Masaniello attempted to discipline the mob and restrain its vandalic instincts, and to some extent he succeeded; attired in his fisherman's garb, he gave audiences and administered justice from a wooden scaffolding outside his house. Several rioters, including the duke of Maddaloni, an opponent of the viceroy, and his brother Giuseppe Caraffa, who had come to Naples to make trouble, were condemned to death by him and executed.
The mob, which every day obtained more arms and was becoming more intractable, terrorized the city, drove off the troops summoned from outside, and elected Masaniello "captaingeneral"; the revolt was even spreading to the provinces. Finally, the viceroy, whose negotiations with Masaniello had been frequently interrupted by fresh tumults, ended by granting all the concessions demanded of him. On July 13, through the mediation of Cardinal Filomarino, archbishop of Naples, a convention was signed between D'Arcos and Masaniello as "leader of the most faithful people of Naples," by which the rebels were pardoned, the more oppressive taxes removed, and the citizens granted certain rights, including that of remaining in arms until the treaty should have been ratified by the king of Spain.
The astute D'Arcos then invited Masaniello to the palace, confirmed his title of "captain-general of the Neapolitan people," gave him a gold chain of office, and offered him a pension. Masaniello refused the pension and laid down his dignities, saying that he wished to return to his old life as a fisherman; but he was entertained by the viceroy and, partly owing to the strain and excitement of the past days, partly because he was made dizzy by his astonishing change of fortune, or perhaps, as it was believed, because he was poisoned, he lost his head and behaved like a frenzied maniac.

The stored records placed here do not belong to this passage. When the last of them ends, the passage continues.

PR #76, opened 2017-04-21
DM-10271: Only use tempLocalBackground to detect Peaks.

TallJimbo:
We now detect Footprints with the local background still in the image, and only detect Peaks with it subtracted.

### DIFF
--- a/python/lsst/meas/algorithms/detection.py
+++ b/python/lsst/meas/algorithms/detection.py
@@ -103,6 +103,12 @@ class SourceDetectionConfig(pexConfig.Config):
         doc="Do temporary interpolated background subtraction before footprint detection?",
         default=True,
     )
+    nPeaksMaxSimple = pexConfig.Field(
+        dtype=int,
+        doc=("The maximum number of peaks in a Footprint before trying to "
+             "replace its peaks using the temporary local background"),
+        default=1,
+    )
 
     def setDefaults(self):
         self.tempLocalBackground.binSize = 64
@@ -326,8 +332,13 @@ into your debug.py file and run measAlgTasks.py with the \c --debug flag.
             del mask
 
         if self.config.doTempLocalBackground:
-            tempBgRes = self.tempLocalBackground.run(exposure)
-            tempLocalBkgdImage = tempBgRes.background.getImage()
+            # Estimate the background, but add it back in instead of leaving
+            # it subtracted (for now); we'll want to smooth before we
+            # subtract it.
+            tempBg = self.tempLocalBackground.fitBackground(
+                exposure.getMaskedImage()
+            )
+            tempLocalBkgdImage = tempBg.getImageF()
 
         if sigma is None:
             psf = exposure.getPsf()
@@ -366,10 +377,37 @@ into your debug.py file and run measAlgTasks.py with the \c --debug flag.
 
         fpSets = pipeBase.Struct(positive=None, negative=None)
 
+        # Detect the Footprints (peaks may be replaced if doTempLocalBackground)
         if self.config.thresholdPolarity != "negative":
-            fpSets.positive = self.thresholdImage(middle, "positive")
+            threshold = self.makeThreshold(middle, "positive")
+            fpSets.positive = afwDet.FootprintSet(
+                middle,
+                threshold,
+                "DETECTED",
+                self.config.minPixels
+            )
         if self.config.reEstimateBackground or self.config.thresholdPolarity != "positive":
-            fpSets.negative = self.thresholdImage(middle, "negative")
+            threshold = self.makeThreshold(middle, "negative")
+            fpSets.negative = afwDet.FootprintSet(
+                middle,
+                threshold,
+                "DETECTED_NEGATIVE",
+                self.config.minPixels
+            )
+
+        if self.config.doTempLocalBackground:
+            # Subtract the local background from the smoothed image. Since we
+            # never use the smoothed again we don't need to worry about adding
+            # it back in.
+            tempLocalBkgdImage = tempLocalBkgdImage.Factory(tempLocalBkgdImage,
+                                                            middle.getBBox())
+            middle -= tempLocalBkgdImage
+            thresholdPos = self.makeThreshold(middle, "positive")
+            thresholdNeg = self.makeThreshold(middle, "negative")
+            if self.config.thresholdPolarity != "negative":
+                self.updatePeaks(fpSets.positive, middle, thresholdPos)
+            if self.config.thresholdPolarity != "positive":
+                self.updatePeaks(fpSets.negative, middle, thresholdNeg)
 
         for polarity, maskName in (("positive", "DETECTED"), ("negative", "DETECTED_NEGATIVE")):
             fpSet = getattr(fpSets, polarity)
@@ -390,9 +428,6 @@ into your debug.py file and run measAlgTasks.py with the \c --debug flag.
         if self.config.thresholdPolarity != "negative":
             self.log.info("Detected %d positive sources to %g sigma.",
                           fpSets.numPos, self.config.thresholdValue*self.config.includeThresholdMultiplier)
-
-        if self.config.doTempLocalBackground:
-            maskedImage += tempLocalBkgdImage
 
         fpSets.background = None
         if self.config.reEstimateBackground:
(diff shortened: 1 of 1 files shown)


python/lsst/meas/algorithms/detection.py
```diff
@@ -366,11 +370,36 @@ def detectFootprints(self, exposure, doSmooth=True, sigma=None, clearMask=True):
...
+            middle += tempLocalBkgdImage
+
+        # Detect the Footprints (peaks may be replaced if doTempLocalBackground)
         if self.config.thresholdPolarity != "negative":
             fpSets.positive = self.thresholdImage(middle, "positive")
         if self.config.reEstimateBackground or self.config.thresholdPolarity != "positive":
             fpSets.negative = self.thresholdImage(middle, "negative")
 
+        if self.config.doTempLocalBackground:
+            # Replace the Peaks in the Footprints from those detected with the
```
laurenam: from --> with ?

python/lsst/meas/algorithms/detection.py
```diff
@@ -366,11 +370,36 @@ def detectFootprints(self, exposure, doSmooth=True, sigma=None, clearMask=True):
...
+            # temporary local background.
```
laurenam: temporary --> temporarily subtracted ?

python/lsst/meas/algorithms/detection.py
```diff
@@ -489,6 +515,38 @@ def setEdgeBits(maskedImage, goodBBox, edgeBitmask):
...
+    @pipeBase.timeMethod
+    def replacePeaks(self, targetFpList, goodPeakFpList):
+        """Replace all of the peaks in one FootprintSet with the overlapping ones from another.
+
+        When this would remove all of the Peaks from a Footprint, we instead remove all but the
+        brightest.
+
+        Parameters
+        ----------
+        targetFpSet : `list`
```
PaulPrice: `list` of what?

Ditto below.

python/lsst/meas/algorithms/detection.py
```diff
@@ -489,6 +515,38 @@ def setEdgeBits(maskedImage, goodBBox, edgeBitmask):
...
+            newPeaks = afwDet.PeakCatalog(targetFp.getPeaks().getTable())
+            for goodPeakFp in goodPeakFpList:
+                if not targetBBox.overlaps(goodPeakFp.getBBox()):
+                    continue
+                for candidatePeak in goodPeakFp.getPeaks():
+                    if targetFp.contains(candidatePeak.getI()):
+                        newPeaks.append(candidatePeak)
+            targetPeaks = targetFp.getPeaks()
+            if len(newPeaks) == 0:
+                del targetPeaks[1:]
```
PaulPrice: Does this deletion leave memory non-contiguous and therefore make things more troublesome later?

python/lsst/meas/algorithms/detection.py
```diff
@@ -489,6 +515,38 @@ def setEdgeBits(maskedImage, goodBBox, edgeBitmask):
...
+        ----------
+        targetFpSet : `list`
+            Sequence containing the Footprints whose Peaks we want to replace.
+        goodPeakFpSet : `list`
+            Sequence containing the Footprints whose Peaks we want to use instead.
+        """
+        for targetFp in targetFpList:
+            targetBBox = targetFp.getBBox()
+            newPeaks = afwDet.PeakCatalog(targetFp.getPeaks().getTable())
+            for goodPeakFp in goodPeakFpList:
```
PaulPrice: This double `for` is going to chew up the runtime.  Can we do it a bit more cleverly?  Maybe remove items from the `goodPeakFpList` when they get copied over?  Can you order the footprints so that you can cease iterating (no need to even check the bbox overlap) once you get past a certain point?

python/lsst/meas/algorithms/detection.py
```diff
@@ -489,6 +515,38 @@ def setEdgeBits(maskedImage, goodBBox, edgeBitmask):
...
+                if not targetBBox.overlaps(goodPeakFp.getBBox()):
+                    continue
+                for candidatePeak in goodPeakFp.getPeaks():
+                    if targetFp.contains(candidatePeak.getI()):
+                        newPeaks.append(candidatePeak)
```
PaulPrice: This is going to break memory contiguity, right?  Can you throw in a `reserve` statement in order to preserve contiguity (maybe put all the matching peaks in a list, then `reserve` and `append` all of them when you have the complete list)?
Ditto on the `extend` later.

python/lsst/meas/algorithms/detection.py
```diff
@@ -326,8 +326,12 @@ def detectFootprints(self, exposure, doSmooth=True, sigma=None, clearMask=True):
             del mask
 
         if self.config.doTempLocalBackground:
+            # Estimate the background, but add it back in instead of leaving
+            # it subtracted (for now); we'll want to smooth before we
+            # subtract it.
             tempBgRes = self.tempLocalBackground.run(exposure)
             tempLocalBkgdImage = tempBgRes.background.getImage()
+            maskedImage += tempLocalBkgdImage
```
TallJimbo: Aha!  I didn't realize it existed; will do.

python/lsst/meas/algorithms/detection.py
```diff
@@ -366,11 +370,36 @@ def detectFootprints(self, exposure, doSmooth=True, sigma=None, clearMask=True):
 
         fpSets = pipeBase.Struct(positive=None, negative=None)
 
+        if self.config.doTempLocalBackground:
+            # Subtract the local background from the smoothed image.
```
TallJimbo: We should definitely estimate it before subtracting (otherwise the smoothing messes up the sigma-clipping), and we do.  From there, I don't think it matters when we subtract it, since even this background should have no power on scales as small as the PSF.

PaulPrice: One could imagine using a pretty small-scale background, so I'm not sure your assumption holds.

python/lsst/meas/algorithms/detection.py
TallJimbo: I don't think I can remove things from `goodPeakFpList`; not only is deleting in a loop tricky, it's possible one of those footprints could overlap multiple footprints in the other list.

But sorting beforehand (maybe by ymax?) is a good idea.  I'll have a go at implementing that.

python/lsst/meas/algorithms/detection.py
TallJimbo: It will break memory contiguity, but I believe in practice we'll copy over the vast majority of the new peaks in the same order they were allocated and remove the vast majority of the old peaks, so in the absence of profiling I don't think there's a strong case to be made on deep vs. shallow copy here.

python/lsst/meas/algorithms/detection.py
TallJimbo: But if that's true, then
```
add_background(smooth(subtract_background(image))) != smooth(image)
```
but think we still have:
```
add_background(subtract_background(smooth(image))) == smooth(image)
```
so I think then we *definitely* need to smooth before subtracting.

python/lsst/meas/algorithms/detection.py
TallJimbo: It does make memory noncontiguous, but I don't think that matters.

python/lsst/meas/algorithms/detection.py
```diff
@@ -439,31 +474,79 @@ def plotPeaks(fps, ctype):
...
+        image : `afw.image.MaskedImage`
+            Image to measure noise statistics from if needed.
+        thresholdParity: `str`
+            One of "positive" or "negative", to set the kind of fluctuations
+            the Threshold will detect.
         """
         parity = False if thresholdParity == "negative" else True
-        threshold = afwDet.createThreshold(self.config.thresholdValue, self.config.thresholdType, parity)
+        threshold = afwDet.createThreshold(self.config.thresholdValue,
+                                           self.config.thresholdType, parity)
```
PaulPrice: A bunch of line length changes (autopep8?) have snuck in here.

python/lsst/meas/algorithms/detection.py
```diff
@@ -103,6 +103,12 @@ class SourceDetectionConfig(pexConfig.Config):
         doc="Do temporary interpolated background subtraction before footprint detection?",
         default=True,
     )
+    nPeaksMaxSimple = pexConfig.Field(
+        dtype=int,
+        doc=("The maximum number of peaks in a Footprint before try to replace"
```
PaulPrice: trying

python/lsst/meas/algorithms/detection.py
```diff
@@ -439,31 +474,79 @@ def plotPeaks(fps, ctype):
...
+            if len(oldPeaks) <= self.config.nPeaksMaxSimple:
+                continue
+            # We detect a new FootprintSet within each non-simple Footprint's
+            # bbox to avoid a big O(N^2) comparison between the two sets of
+            # Footprints.
+            sub = image.Factory(image, footprint.getBBox())
+            fpSetForPeaks = afwDet.FootprintSet(
+                sub,
+                threshold,
+                "", # don't set a mask plane
```
PaulPrice: Two spaces before `#`.

python/lsst/meas/algorithms/detection.py
```diff
@@ -439,31 +474,79 @@ def plotPeaks(fps, ctype):
...
+        Footprint, the brightest original Peak in that Footprint is kept.
+        """
+        for footprint in fpSet.getFootprints():
+            oldPeaks = footprint.getPeaks()
+            if len(oldPeaks) <= self.config.nPeaksMaxSimple:
+                continue
+            # We detect a new FootprintSet within each non-simple Footprint's
+            # bbox to avoid a big O(N^2) comparison between the two sets of
+            # Footprints.
+            sub = image.Factory(image, footprint.getBBox())
```
PaulPrice: Just checking: the peaks found in the subimage have the xy0 added, right?

python/lsst/meas/algorithms/detection.py
TallJimbo: I thought I'd only made these sorts of changes in code I touched, but git is more clever than I expected about seeing changes instead of blocks of new and old code; all of these are in a new function, but it's pretty similar to an old one I removed.

python/lsst/meas/algorithms/detection.py
TallJimbo: Yes.  We've actually always relied on that, because we run detection on a trimmed image (representing the area we could smooth) and then assume those Footprints and Peaks are valid for the untrimmedone.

The people continued to obey him for some days, until, abandoned by his best friends, who went over to the Spanish party, he was murdered while haranguing a mob on the market-place on the 16th of July 1647; his head was cut off and brought by a band of roughs to the viceroy and the body buried outside the city. But the next day the populace, angered by the alteration of the measures for weighing bread, repented of its insane fury; the body of Masaniello was dug up and given a splendid funeral, at which the viceroy himself was represented.
Masaniello's insurrection appealed to the imagination of poets and composers, and formed the subject of several operas, of which the most famous is Auber's La Muette de Portici (1828).
See Saavedra, Insurrección de Napoli en 1647 (2 vols., Madrid, 1849); A von Reumont, Die Caraffa von Maddaloni (2 vols., Berlin, 1849); Capasso, La Case e famiglia di Masaniello (Naples, I 893); V Spinazzola, Masaniello e la sue famiglia, secondo un codice bolognese del sec. xvi. (in the review Fiegrea, 1900); AG Meissner, Masaniello (in German); E Bourg, Masaniello (in French); F Palermo, Documenti diversi suite novità accadute in Napoli l'anno 1647 (in the Archivio storico italiano, 1st series, vol. ix.).